[SUPPLIED RECORDS — start]

PR #49, opened 2023-07-20
Qdrant filter integrations 

lumburovskalina:
PRs:
- https://github.com/code-kern-ai/refinery-ui/pull/150
- https://github.com/code-kern-ai/refinery-gateway/pull/142
- https://github.com/code-kern-ai/refinery-submodule-model/pull/49
- https://github.com/code-kern-ai/refinery-neural-search/pull/31
- https://github.com/code-kern-ai/refinery-embedder/pull/52

### DIFF
--- a/business_objects/attribute.py
+++ b/business_objects/attribute.py
@@ -409,15 +409,17 @@ def get_unique_values_by_attributes(project_id: str) -> Dict[str, List[str]]:
     if not attributes:
         return {}
 
-    values_dict = {}
-    for attribute in attributes:
-        values_dict[attribute.name] = (
-            get_unique_values(project_id, attribute.name)
-            if len(get_unique_values(project_id, attribute.name)) <= 20
-            else None
-        )
+    return {
+        attribute.name: checked_unique_values(project_id, attribute.name)
+        for attribute in attributes
+    }
 
-    return values_dict
+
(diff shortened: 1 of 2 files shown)


business_objects/attribute.py
```diff
@@ -431,3 +402,30 @@ def __build_add_query(
...
+    if not attributes:
+        return {}
+
+    values_dict = {}
+    for attribute in attributes:
+        values_dict[attribute.name] = (
+            get_unique_values(project_id, attribute.name)
+            if len(get_unique_values(project_id, attribute.name)) <= 20
+            else None
+        )
```
SimonDegrafKern: I think you could reduce one call to get_unique_values(project_id, attribute.name) if you would store it before the assignment to the dictionary :) I think this could be even rewritten to a list comprehension but for this the call for the values would be outsourced into another function which would have the <= 20 logic, 

so something like this (Attention: Not working python code but python like pseudocode :D)

`return {attribute.name:checked_unique_values(project_id, attribute.name) for attribute in attributes}`

```
def checked_unique_values(project_id, attribute.name):
   value = get_unique_values(project_id, attribute.name)
   if value <= 20:
   return None
   else return value
```

JWittmeyer (approved):

PR #51, opened 2023-08-28
Embedding list enum

JWittmeyer:
- https://github.com/code-kern-ai/refinery-gateway/pull/148
- https://github.com/code-kern-ai/refinery-submodule-model/pull/51
- https://github.com/code-kern-ai/refinery-ac-exec-env/pull/27
- https://github.com/code-kern-ai/refinery-embedder/pull/58
- https://github.com/code-kern-ai/refinery-ui/pull/153
- https://github.com/code-kern-ai/refinery-neural-search/pull/36
- https://github.com/code-kern-ai/gates-runtime/pull/31

Note:
Gates was pretty much left untouched for the moment since other prs that change the structure are still in review queue & I'm unsure how we want to approach gates in the future (specify what is wanted, e.g. the new embedding_list attribute is atm fully returned etc,)

Best option to test:
`sudo bash start -g -b embedding-list` (newest dev setup version is needed -> this will start refinery & gates on the specified branch)

**otherwise:** remember to build the ac exec env & gates runtime to test :)

### DIFF
--- a/business_objects/embedding.py
+++ b/business_objects/embedding.py
@@ -200,13 +200,18 @@ def get_tensors_and_attributes_for_qdrant(
             if payload_selector != "":
                 payload_selector += ","
             if data_type != enums.DataTypes.TEXT.value:
-                payload_selector += f"'{attr}', (r.\"data\"->>'{attr}')::{data_type}"
+                payload_selector += f"'{attr}', (r.\"data\"->'{attr}')::{data_type}"
             else:
                 payload_selector += f"'{attr}', r.\"data\"->>'{attr}'"
         payload_selector = f"json_build_object({payload_selector}) payload"
+    id_column = None
+    if has_sub_key(project_id, embedding_id):
+        id_column = "et.id"
+    else:
+        id_column = "r.id"
     query = f"""
     SELECT 
-        et.id::TEXT || CASE WHEN sub_key IS NULL THEN '' ELSE '@' || sub_key::TEXT END id, 
+        {id_column}::TEXT, 
         et."data", 
         {payload_selector}
     FROM embedding_tensor et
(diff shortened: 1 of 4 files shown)


business_objects/embedding.py
```diff
@@ -200,12 +201,20 @@ def get_tensors_and_attributes_for_qdrant(
             if payload_selector != "":
                 payload_selector += ","
             if data_type != enums.DataTypes.TEXT.value:
-                payload_selector += f"'{attr}', (r.\"data\"->>'{attr}')::{data_type}"
+                payload_selector += f"'{attr}', (r.\"data\"->'{attr}')::{data_type}"
```
jhoetter, line 204: minor hint: the difference between -> and ->> are not clear to me. Again, just for the dumber programmers (me), the comment why the change is relevant (or even _that_ there is a change) would have been cool for me :-)

business_objects/embedding.py
```diff
@@ -215,6 +224,39 @@ def get_tensors_and_attributes_for_qdrant(
...
+) -> int:
+    query = f"""
+    SELECT CEIL(AVG(max_key))::INTEGER
+    FROM (
+        SELECT record_id, MAX(sub_key + 1) max_key
+        FROM embedding_tensor et
+        WHERE project_id = '{project_id}' AND embedding_id = '{embedding_id}'
+        GROUP BY record_id )x """
+    value = general.execute_first(query)
+    if value is None or value[0] is None:
```
jhoetter, line 255: not sure: can it be that value is `[]`? or is that never the case? if it can be, a check for list length could be reasonable. If it can't be, just resolve :-)

business_objects/embedding.py
```diff
@@ -355,16 +419,30 @@ def create_tensors(
...
-            project_id=project_id,
-            record_id=record_id,
-            embedding_id=embedding_id,
-            data=tensor,
-        )
-        for record_id, tensor in zip(record_ids, tensors)
-    ]
-    general.add_all(tensors, with_commit)
+    to_add = None
+    if len(record_ids) > 0 and "@" in record_ids[0]:
```
jhoetter, line 423: what is the meaning of the "@" :D (sorry if I'm adding all the comments regarding readability, but to me it isn't clear what the context is directly)

jhoetter: is it meant as something to split the text?

jhoetter (approved):
only few comments regarding documentation, looks good to me and works

business_objects/embedding.py
JWittmeyer: in short previous version was faulty. -> returns a json object ->> directly casts to string. Since we cast after that anyway the second > was unnecessary from the initial introduction

JWittmeyer: also i'm not sure if we should start explaining operators in comments because there will be no end to it

business_objects/embedding.py
JWittmeyer: value is a scalar through execute_first. the [0] ist access of the first entry first columvalue so -> can't be an empty list

business_objects/embedding.py
JWittmeyer: added comment & yes

PR #67, opened 2023-12-05
Unprototyping Cognition

FelixKirschKern:
Link to main PR: https://github.com/code-kern-ai/cognition-gateway/pull/23.
Branched from `refactor-response` ~~as I expect that it's merged into `dev` soon~~, but will be merged to dev (merge then also includes the changes from `refactor-response`)


util.py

[SUPPLIED RECORDS — finish]

_TASK DESCRIPTION_:
Only lines holding the word "JWittmeyer" are wanted, so copy each of them from the records above.

_EXERCISE RESPONSE_:
JWittmeyer (approved):
JWittmeyer:
JWittmeyer: in short previous version was faulty. -> returns a json object ->> directly casts to string. Since we cast after that anyway the second > was unnecessary from the initial introduction
JWittmeyer: also i'm not sure if we should start explaining operators in comments because there will be no end to it
JWittmeyer: value is a scalar through execute_first. the [0] ist access of the first entry first columvalue so -> can't be an empty list
JWittmeyer: added comment & yes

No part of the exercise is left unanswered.